■ **INSTRUCTIONS FOR THE TASK**: Check each line of the data for "place", and copy the ones that have it.

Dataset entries
----------------

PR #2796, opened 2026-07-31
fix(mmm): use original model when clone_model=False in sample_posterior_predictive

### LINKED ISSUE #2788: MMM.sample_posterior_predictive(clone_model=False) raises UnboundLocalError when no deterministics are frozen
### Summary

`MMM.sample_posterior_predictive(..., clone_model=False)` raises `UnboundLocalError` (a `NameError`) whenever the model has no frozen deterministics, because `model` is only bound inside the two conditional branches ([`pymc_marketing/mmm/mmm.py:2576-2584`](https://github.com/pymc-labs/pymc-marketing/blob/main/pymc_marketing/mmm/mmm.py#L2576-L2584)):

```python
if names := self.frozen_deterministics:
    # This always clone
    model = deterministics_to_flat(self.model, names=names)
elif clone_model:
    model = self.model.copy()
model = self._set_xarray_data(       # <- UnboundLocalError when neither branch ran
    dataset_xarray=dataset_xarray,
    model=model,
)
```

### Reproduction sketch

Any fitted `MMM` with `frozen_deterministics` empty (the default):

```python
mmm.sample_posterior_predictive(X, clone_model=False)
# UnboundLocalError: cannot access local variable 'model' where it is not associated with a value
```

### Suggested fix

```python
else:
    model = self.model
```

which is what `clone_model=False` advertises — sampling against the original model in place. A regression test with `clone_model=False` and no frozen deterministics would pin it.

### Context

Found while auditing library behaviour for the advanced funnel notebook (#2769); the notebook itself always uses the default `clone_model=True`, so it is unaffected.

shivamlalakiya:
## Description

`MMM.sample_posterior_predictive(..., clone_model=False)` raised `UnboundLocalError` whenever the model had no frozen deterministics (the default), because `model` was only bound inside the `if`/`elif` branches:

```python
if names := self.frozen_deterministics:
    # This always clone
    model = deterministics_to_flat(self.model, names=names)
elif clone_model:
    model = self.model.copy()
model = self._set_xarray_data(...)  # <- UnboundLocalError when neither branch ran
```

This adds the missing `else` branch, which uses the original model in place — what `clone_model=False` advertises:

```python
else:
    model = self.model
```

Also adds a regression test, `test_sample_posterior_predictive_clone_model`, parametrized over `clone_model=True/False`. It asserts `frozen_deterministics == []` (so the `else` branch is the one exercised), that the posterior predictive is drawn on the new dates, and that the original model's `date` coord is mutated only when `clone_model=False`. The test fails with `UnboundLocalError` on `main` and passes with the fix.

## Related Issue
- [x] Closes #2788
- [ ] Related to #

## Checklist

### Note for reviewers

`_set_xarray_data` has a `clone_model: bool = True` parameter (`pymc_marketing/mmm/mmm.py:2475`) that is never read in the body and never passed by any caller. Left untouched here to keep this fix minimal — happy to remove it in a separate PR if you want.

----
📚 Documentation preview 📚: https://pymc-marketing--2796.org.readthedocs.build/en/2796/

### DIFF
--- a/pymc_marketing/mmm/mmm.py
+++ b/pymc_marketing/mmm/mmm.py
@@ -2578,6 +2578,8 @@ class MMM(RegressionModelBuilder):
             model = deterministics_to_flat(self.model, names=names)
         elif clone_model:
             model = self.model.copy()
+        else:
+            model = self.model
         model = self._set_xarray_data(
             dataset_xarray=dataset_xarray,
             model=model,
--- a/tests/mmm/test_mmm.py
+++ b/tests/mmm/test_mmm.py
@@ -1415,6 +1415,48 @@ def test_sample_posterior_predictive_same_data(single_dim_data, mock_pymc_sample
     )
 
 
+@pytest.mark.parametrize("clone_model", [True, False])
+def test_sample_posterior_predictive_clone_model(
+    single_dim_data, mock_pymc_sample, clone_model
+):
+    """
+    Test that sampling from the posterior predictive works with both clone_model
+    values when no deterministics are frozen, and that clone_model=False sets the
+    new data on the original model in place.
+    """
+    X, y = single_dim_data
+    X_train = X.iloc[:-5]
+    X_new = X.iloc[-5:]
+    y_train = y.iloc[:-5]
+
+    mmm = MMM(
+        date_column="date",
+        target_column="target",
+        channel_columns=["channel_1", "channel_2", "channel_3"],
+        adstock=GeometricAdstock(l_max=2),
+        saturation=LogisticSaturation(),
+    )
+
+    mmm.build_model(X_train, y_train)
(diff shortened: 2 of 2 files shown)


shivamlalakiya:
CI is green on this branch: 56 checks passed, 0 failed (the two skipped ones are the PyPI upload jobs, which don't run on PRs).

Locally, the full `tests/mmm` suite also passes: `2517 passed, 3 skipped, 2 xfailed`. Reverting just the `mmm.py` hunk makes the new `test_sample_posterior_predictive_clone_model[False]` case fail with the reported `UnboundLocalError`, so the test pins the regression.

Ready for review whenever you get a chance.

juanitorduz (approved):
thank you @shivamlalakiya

----------------

■ **RESPONSE AREA**:
which is what `clone_model=False` advertises — sampling against the original model in place. A regression test with `clone_model=False` and no frozen deterministics would pin it.
This adds the missing `else` branch, which uses the original model in place — what `clone_model=False` advertises:
+    new data on the original model in place.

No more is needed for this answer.